Over 40% of patients with CKD are anemic. Despite the availability of erythropoiesis-stimulating proteins (ESPs) to stimulate RBC production, approximately 3/4 of patients initiating dialysis have hemoglobin lower than 11g/dL [33]. Several reports [34-36] have shown that hypothyroidism may contribute to ESP resistance in chronic hemodialysis patients and that early thyroxine administration can improve anemia significantly. Suspicion of a relationship between thyroid dysfunction and anemia with CKD should be considered. The effects of thyroid hormones on hematopoiesis have been documented, such as an increase in production of erythropoietin or hematopoietic factors by nonerythroid cells [37], regulating the intestinal absorption of folic acid and vitamin B12. Iron deficiency anemia is related to menorrhagia resulting from various hormonal imbalances and also malabsorption, which is seen in hypothyroidism [38].

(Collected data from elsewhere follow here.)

PR #1667, opened 2018-08-04
Adds POSIX style brackets to commandSupportOption

gpietoso:
| Q             | A
| ------------- | ---
| Bug fix?      | Yes 
| New feature?  |  No
| BC breaks?    | No
| Deprecations? | No
| Fixed tickets | #1445 

Changed BASH only brackets to POSIX brackets on commandSupportOption method.


antonmedv:
I think bash op `[[` `]]` more powerful and we should use it. Also I'm not sure if it is save to delete `[`. Will it work the save way?

PR #1669, opened 2018-08-07
Added horizon:terminate for Laravel recipe

lasselehtinen:
| Q             | A
| ------------- | ---
| Bug fix?      | No
| New feature?  | Yes
| BC breaks?    | No
| Deprecations? | No
| Fixed tickets | N/A

Laravel has a dashboard package for Redis queue jobs. Most typical configuration is to run php artisan horizon through supervisor and you are supposed to restart the process during deployment by running php artisan horizon:terminate. This PR adds this command.

There is no easy and clean way to determine whether the project is using Horizon or not, so the end user has to add the artisan:horizon:terminate after deploy:symlink.

https://laravel.com/docs/5.6/horizon#deploying-horizon

### DIFF
--- a/CHANGELOG.md
+++ b/CHANGELOG.md
@@ -9,6 +9,7 @@
 - Added `cleanup_tty` option for `deploy:cleanup`
 - Added Prestashop 1.6 recipe
 - Set dedicated user variable under CI environments, if not provided by git-config
+- Added artisan:horizon:terminate task for laravel recipe
 
 ### Changed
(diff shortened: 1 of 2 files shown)


antonmedv:
I think such easy task can be implemented in user space code. Also I'm using systemd, for example.
So thank you for contributing, but I think this task shouldn't be merged into common laravel recipe.
Now I'm working on better website with better docs and think such task can be added there as docs.

PR #1681, opened 2018-08-27
Laravel deploy task should not call cache:clear

leo108:
| Q             | A
| ------------- | ---
| Bug fix?      | Yes
| New feature?  | No
| BC breaks?    | No
| Deprecations? |  No
| Fixed tickets | N/A

`cache:clear` command will clear users' sessions if CACHE_DRIVER is the same as SESSION_DRIVER, I think users should call this task on demand instead of putting it in default deploy task.

### DIFF
--- a/CHANGELOG.md
+++ b/CHANGELOG.md
@@ -3,6 +3,9 @@
 ## master
 [v6.3.0...master](https://github.com/deployphp/deployer/compare/v6.3.0...master)
 
+### Changed
+- Laravel recipe should not run `artisan:cache:clear` in `deploy` task
+
 
 ## v6.3.0
 [v6.2.0...v6.3.0](https://github.com/deployphp/deployer/compare/v6.2.0...v6.3.0)
--- a/recipe/laravel.php
+++ b/recipe/laravel.php
@@ -168,7 +168,6 @@ task('deploy', [
     'deploy:writable',
     'artisan:storage:link',
     'artisan:view:clear',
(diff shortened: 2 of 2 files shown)


antonmedv:
ping @lasselehtinen @lucasmezencio

lucasmezencio:
I think you're right @leo108..
LGTM @antonmedv.

Pull the trigger! 🙂

antonmedv:
Please update changelog

leo108:
@antonmedv Updated

antonmedv:
@lasselehtinen sorry for distracting.

barryvdh:
Imho you woud usually want to clear the cache upon deployments. I understand your issue, but you should split your redis cache database from the other redis databases (sessions, queues etc). This is the default for new 5.7 installs, see https://github.com/laravel/laravel/pull/4665

matthew-muscat:
@antonmedv — i think the behaviour here should be that a cache clear is part of the recipe by default — as mentioned by @barryvdh , this is now the default in v5.7 installs, and can be configured by the user in earlier releases.

Flushing the cache during a deployment is what i would consider as expected behaviour — if you have your caches + sessions in the same location (ie: on the same redis db), then this is a bug in the setup or cache clearing logic, rather than an issue with how deployer is operating.

FYI — Laravel's `artisan cache:clear` command describes the action as the following.. 
`Flush the application cache`

PR #1715, opened 2018-09-27
improve symfony recipe to php7

rvitaliy:
| Q             | A
| ------------- | ---
| Bug fix?      | No
| New feature?  | No
| BC breaks?    | No
| Deprecations? | No
| Fixed tickets | N/A

makes symfony recipe more strictness with php7 syntax

### DIFF
--- a/recipe/common.php
+++ b/recipe/common.php
@@ -1,4 +1,4 @@
-<?php
+<?php declare(strict_types=1);
 /* (c) Anton Medvedev <anton@medv.io>
  *
  * For the full copyright and license information, please view the LICENSE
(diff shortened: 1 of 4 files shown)


antonmedv:
I don't see reason for doing this only for symfony recipe. And for recipies at all :) For code -maybe.

rvitaliy:
It's a start to migrate the code to be more strict and avoid unnecessary bugs (🐛🐛🐛) related to different types of data.
I started from symfony recipes because it's the one I use, and it's a test to see if the deployphp community approves these improvements.

IMHO: this kind of work should be done on all the code, where it is possible.

antonmedv:
What about future auto detect type mechanism in php?

rvitaliy:
I'm not aware of this feature. what is it?

antonmedv:
There is no proposal yet, but it's cool feature there return types can be automatically getted from code.

rvitaliy:
It's an interesting feature, but it's not yet reality.
so if we want to have a more strict code today, the only way to do that is to add typehint manually

rvitaliy:
if it's ok for you, sometimes I could contribute by doing some PR related to php7 improvements.
if you want you could prepare an issue with the lineup of priorities, otherwise I do my own thing.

As the first sign of hypothyroidism, anemia manifests in different ways. Erdogan Mehmet et al. [39] found that the frequency of anemia in subclinical hypothyroidism (39%) was as high as that in overt hypothyroidism (43%). However, to the best of our knowledge, no published study has researched the association between euthyroid sick syndrome and anemia, especially in CKD patients. In the present study, anemia prevalence was 84.2% in patients with low T3 syndrome and CKD, much higher than in the categories reported by Mehmet et al. Moreover, compared with euthyroid subjects, Hb, HCT and RBC were much lower in the low T3 group (P<0.01) and positively correlated to serum TT3 and FT3 levels (P<0.01), indicating that the lower the serum T3 level, the more serious anemia becomes. Taken together, these studies imply that the specific metabolic environment in CKD may induce anemia by influencing thyroid hormones. In any case, it is important to consider thyroid dysfunction, such as subclinical hypothyroidism or low T3 syndrome when unexplained anemia or refractory anemia occurs in CKD patients.

While euthyroid sick syndrome, especially the low T3 syndrome, is widely found in CKD patients, the low T3 levels (especially total T3 and not free T3) have been correlated with higher levels of markers of inflammation (CRP, IL-6, etc.), malnutrition (lower pre-albumin, IGF-1), increased endothelial dysfunction, poorer cardiac function, poor survival, and higher all-cause as well as cardiovascular mortality in some studies. The clinical importance of this low T3 syndrome is still controversial. Some of these studies were underpowered to detect these associations or did not exclude confounders appropriately.

Limitations of T3 replacement therapy for CKD patients

The existence of a potential feedback mechanism between thyroid function and immune inflammatory factors in CKD patients indicate that maintenance of normal thyroid function might be important. However, it is still controversial whether CKD patients should be treated with thyroid hormone replacement. In several animal models, long-term L-T3 replacement has been proven to preserve the mitochondria and prevent ischemic cardiac remodeling [40,41]. The vast majority of research in therapy of patients with ESS failed to show clinical benefits [42-44]. We still need large-scale, multi-centered randomized controlled trials to clarify the need for thyroid hormone replacement in CKD and the specific therapy methods.

Our limitations

This study has several limitations that should be noted. The number of subjects was limited, with 50.5% over 70 years of age, which might have induced selection bias in this study. GFR was estimated using serum creatinine concentrations in the MDRD equation, which may be imprecise at higher GFR levels, albeit less so with the use of calibrated creatinine measurements. The cross-sectional design of the study also precludes the establishment of causal or temporal relationships among energy metabolism, anemia, inflammatory state, and low T3 syndrome.

Conclusions

A high prevalence of low T3 syndrome was observed in CKD patients not undergoing dialysis, even in early stages. The increasing prevalence of low T3 with CKD stage indicates that it is of predictive value for the severity of CKD in patients who are in the early stages of disease. Furthermore, low T3 syndrome is closely associated with both MICS and anemia.